▸ TASK GOAL:
Find all lines below containing the string "might" and return them.

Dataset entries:
=== Begin Enclosure ===
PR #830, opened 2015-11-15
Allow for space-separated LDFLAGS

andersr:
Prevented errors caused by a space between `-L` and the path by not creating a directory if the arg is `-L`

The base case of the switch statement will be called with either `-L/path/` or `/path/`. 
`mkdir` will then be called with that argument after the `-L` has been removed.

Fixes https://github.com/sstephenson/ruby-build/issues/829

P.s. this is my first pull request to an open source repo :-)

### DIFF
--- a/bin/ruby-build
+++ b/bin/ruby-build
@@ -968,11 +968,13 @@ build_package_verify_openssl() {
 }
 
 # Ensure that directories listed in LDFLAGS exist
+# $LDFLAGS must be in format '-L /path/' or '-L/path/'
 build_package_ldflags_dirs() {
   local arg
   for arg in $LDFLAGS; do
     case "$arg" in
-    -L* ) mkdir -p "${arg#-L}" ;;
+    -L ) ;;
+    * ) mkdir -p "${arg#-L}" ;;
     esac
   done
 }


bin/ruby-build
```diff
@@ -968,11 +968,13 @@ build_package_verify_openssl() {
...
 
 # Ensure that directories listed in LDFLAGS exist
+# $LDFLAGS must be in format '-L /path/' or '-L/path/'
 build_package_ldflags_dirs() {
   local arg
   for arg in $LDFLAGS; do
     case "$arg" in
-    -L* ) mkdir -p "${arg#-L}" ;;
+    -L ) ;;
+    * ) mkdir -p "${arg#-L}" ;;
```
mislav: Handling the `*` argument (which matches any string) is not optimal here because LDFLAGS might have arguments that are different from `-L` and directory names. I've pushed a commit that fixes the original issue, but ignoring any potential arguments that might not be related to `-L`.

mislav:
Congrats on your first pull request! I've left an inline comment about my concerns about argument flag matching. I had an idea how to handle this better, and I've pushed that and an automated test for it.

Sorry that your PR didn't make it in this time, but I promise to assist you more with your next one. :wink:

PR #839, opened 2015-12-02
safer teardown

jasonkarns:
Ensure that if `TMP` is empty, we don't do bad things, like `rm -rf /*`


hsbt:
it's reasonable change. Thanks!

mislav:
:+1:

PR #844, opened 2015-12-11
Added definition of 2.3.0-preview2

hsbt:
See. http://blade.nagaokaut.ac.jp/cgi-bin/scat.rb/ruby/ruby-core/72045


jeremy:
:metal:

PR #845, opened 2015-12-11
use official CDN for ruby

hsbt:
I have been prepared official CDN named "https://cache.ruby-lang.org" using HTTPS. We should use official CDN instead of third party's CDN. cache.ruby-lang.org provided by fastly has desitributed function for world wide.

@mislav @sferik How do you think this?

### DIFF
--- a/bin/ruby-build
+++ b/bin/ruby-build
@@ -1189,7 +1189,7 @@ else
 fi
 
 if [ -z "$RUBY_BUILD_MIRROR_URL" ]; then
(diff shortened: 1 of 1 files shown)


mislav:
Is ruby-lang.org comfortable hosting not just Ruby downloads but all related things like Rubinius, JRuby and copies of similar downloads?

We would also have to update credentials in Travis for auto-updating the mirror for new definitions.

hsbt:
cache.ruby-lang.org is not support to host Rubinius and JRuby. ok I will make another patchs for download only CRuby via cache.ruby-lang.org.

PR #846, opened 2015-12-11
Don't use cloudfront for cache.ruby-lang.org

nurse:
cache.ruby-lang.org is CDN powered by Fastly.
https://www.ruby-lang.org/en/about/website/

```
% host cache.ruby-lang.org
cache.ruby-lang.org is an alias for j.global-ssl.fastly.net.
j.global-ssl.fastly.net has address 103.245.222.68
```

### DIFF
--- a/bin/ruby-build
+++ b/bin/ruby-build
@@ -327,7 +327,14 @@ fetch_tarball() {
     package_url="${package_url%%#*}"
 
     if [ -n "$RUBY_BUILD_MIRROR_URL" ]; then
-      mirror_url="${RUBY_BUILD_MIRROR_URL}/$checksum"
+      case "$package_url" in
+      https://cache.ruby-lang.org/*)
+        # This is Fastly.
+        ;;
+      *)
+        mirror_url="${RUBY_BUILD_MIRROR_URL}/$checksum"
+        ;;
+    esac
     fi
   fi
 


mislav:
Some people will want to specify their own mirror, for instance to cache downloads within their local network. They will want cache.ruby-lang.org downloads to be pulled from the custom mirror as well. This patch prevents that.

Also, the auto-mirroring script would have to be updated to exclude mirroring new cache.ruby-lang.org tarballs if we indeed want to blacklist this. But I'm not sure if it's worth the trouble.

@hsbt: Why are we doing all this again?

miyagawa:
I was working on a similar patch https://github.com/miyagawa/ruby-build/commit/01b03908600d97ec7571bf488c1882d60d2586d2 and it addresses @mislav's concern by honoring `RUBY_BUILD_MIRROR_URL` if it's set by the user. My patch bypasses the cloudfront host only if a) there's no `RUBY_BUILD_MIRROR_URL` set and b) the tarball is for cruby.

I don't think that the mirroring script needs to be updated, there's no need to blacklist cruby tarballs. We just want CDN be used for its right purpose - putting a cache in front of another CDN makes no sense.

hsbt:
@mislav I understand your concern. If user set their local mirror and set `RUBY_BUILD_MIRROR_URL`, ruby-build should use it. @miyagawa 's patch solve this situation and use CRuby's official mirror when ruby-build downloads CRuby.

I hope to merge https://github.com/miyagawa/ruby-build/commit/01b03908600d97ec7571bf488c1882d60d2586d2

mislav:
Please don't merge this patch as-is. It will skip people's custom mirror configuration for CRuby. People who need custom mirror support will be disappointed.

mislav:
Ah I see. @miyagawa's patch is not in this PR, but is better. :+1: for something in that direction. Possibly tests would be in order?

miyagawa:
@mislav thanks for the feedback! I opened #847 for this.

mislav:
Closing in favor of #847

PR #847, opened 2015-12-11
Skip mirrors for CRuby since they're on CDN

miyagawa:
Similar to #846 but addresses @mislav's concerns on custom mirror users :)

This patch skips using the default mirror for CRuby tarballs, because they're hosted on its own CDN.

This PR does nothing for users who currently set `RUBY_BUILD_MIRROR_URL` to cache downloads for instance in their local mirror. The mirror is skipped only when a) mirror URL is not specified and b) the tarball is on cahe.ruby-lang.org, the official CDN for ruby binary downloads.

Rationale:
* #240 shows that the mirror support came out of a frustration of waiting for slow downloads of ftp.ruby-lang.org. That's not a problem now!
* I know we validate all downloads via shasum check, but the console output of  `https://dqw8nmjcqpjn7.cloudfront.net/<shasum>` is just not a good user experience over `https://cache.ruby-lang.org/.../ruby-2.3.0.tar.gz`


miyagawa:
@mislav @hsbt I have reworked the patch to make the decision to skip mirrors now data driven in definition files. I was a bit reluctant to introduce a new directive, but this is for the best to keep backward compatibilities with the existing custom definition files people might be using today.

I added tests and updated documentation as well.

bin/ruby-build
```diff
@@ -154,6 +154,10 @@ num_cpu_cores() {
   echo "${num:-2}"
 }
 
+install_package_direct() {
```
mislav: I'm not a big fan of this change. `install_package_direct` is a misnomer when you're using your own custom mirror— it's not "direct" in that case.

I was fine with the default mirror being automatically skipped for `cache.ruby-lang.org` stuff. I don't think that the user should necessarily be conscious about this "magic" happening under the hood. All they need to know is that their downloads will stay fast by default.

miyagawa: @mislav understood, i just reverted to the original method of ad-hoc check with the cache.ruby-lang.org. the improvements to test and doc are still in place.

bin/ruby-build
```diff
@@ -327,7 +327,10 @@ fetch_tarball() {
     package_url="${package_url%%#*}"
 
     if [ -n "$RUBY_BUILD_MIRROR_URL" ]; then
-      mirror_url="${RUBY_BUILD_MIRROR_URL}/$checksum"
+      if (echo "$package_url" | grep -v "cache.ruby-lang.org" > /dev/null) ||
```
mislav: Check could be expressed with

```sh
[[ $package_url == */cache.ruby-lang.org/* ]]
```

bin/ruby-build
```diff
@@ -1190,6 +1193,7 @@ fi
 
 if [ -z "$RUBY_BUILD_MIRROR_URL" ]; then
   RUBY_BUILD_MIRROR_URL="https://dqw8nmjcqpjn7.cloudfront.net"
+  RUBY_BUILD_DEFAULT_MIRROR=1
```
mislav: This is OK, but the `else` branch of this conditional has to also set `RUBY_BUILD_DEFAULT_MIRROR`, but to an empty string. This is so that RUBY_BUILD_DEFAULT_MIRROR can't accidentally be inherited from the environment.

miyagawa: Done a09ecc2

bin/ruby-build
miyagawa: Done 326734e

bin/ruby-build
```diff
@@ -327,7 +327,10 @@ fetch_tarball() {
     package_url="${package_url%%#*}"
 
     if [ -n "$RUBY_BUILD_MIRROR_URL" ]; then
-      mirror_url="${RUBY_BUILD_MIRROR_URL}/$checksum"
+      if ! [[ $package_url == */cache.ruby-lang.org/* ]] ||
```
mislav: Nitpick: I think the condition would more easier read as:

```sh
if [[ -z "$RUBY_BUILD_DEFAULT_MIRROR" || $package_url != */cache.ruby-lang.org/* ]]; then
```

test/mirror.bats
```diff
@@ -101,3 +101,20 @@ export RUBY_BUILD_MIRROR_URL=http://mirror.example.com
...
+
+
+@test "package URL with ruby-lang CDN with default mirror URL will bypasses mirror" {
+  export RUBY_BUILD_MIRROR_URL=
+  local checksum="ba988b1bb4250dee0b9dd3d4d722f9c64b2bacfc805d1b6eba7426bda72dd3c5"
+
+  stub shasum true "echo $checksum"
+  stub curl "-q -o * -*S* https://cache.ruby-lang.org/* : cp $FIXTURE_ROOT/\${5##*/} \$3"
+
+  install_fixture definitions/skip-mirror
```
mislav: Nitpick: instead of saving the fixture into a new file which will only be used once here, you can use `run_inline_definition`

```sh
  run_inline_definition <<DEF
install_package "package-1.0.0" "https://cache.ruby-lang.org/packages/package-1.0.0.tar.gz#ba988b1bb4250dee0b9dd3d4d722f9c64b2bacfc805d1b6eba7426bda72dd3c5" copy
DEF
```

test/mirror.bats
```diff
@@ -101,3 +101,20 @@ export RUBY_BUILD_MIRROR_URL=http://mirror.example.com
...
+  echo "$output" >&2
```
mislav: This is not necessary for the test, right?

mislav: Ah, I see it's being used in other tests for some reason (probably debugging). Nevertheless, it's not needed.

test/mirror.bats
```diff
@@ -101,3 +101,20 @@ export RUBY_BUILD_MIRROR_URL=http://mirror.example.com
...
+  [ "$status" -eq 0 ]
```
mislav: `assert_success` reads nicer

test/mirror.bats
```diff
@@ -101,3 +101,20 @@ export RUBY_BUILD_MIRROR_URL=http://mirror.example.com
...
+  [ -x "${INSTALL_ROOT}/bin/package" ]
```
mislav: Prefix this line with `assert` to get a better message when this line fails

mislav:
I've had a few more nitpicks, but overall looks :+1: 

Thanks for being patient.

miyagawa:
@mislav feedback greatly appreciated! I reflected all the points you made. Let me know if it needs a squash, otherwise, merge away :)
=== End Enclosure ===
▸ EXPECTED ANSWER:
mislav: Handling the `*` argument (which matches any string) is not optimal here because LDFLAGS might have arguments that are different from `-L` and directory names. I've pushed a commit that fixes the original issue, but ignoring any potential arguments that might not be related to `-L`.
@mislav @hsbt I have reworked the patch to make the decision to skip mirrors now data driven in definition files. I was a bit reluctant to introduce a new directive, but this is for the best to keep backward compatibilities with the existing custom definition files people might be using today.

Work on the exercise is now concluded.